• **PROBLEM**
In the entries below, count every line with the word "codegen". Return only the count.

• **RECORDS SHOWN**
============================================================
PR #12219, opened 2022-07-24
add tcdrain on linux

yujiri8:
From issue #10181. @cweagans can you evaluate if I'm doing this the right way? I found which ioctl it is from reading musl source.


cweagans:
============================================================
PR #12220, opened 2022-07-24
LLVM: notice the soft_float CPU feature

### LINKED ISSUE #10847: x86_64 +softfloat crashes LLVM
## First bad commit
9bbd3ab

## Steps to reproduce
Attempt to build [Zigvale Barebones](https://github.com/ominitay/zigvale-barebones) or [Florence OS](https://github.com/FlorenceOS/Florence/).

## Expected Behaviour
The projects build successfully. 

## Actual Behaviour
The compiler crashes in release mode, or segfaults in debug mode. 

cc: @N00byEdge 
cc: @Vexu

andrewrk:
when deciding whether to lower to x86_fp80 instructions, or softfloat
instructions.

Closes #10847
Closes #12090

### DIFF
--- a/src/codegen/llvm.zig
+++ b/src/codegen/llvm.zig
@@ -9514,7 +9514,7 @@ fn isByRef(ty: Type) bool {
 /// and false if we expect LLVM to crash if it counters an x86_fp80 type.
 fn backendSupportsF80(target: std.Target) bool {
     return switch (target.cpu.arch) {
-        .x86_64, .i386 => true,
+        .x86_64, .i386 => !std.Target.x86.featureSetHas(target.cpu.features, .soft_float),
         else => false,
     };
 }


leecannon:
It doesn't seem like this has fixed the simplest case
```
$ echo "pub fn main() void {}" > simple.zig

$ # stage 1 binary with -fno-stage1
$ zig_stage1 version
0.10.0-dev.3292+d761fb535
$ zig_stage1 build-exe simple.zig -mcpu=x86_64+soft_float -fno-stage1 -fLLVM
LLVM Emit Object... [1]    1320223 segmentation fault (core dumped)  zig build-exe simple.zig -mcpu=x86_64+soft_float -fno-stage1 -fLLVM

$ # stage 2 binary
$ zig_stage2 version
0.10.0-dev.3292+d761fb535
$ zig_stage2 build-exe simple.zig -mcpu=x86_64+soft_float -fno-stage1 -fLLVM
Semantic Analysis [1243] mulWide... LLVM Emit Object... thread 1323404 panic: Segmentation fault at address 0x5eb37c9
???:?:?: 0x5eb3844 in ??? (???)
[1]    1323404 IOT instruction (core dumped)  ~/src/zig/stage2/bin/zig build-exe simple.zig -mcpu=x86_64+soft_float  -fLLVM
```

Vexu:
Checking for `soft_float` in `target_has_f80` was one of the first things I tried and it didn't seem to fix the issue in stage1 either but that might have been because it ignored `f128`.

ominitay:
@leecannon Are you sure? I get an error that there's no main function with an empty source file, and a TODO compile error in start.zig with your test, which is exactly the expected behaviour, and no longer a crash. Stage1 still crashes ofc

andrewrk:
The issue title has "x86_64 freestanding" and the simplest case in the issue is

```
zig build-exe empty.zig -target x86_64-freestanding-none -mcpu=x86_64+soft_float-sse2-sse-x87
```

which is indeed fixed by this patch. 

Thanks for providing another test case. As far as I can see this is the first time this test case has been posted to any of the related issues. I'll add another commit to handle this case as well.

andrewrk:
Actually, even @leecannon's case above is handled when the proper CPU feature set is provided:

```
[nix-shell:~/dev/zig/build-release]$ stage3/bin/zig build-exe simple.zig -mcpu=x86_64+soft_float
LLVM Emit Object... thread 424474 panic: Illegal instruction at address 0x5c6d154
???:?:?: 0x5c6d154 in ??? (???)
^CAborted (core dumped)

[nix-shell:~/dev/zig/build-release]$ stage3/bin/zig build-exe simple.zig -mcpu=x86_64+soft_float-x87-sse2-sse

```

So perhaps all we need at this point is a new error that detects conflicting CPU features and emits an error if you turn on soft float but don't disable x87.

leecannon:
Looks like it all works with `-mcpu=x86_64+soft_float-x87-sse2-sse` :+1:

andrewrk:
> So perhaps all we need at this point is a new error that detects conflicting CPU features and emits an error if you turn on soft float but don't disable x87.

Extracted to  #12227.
============================================================
• **COMPLETED EXERCISE**
2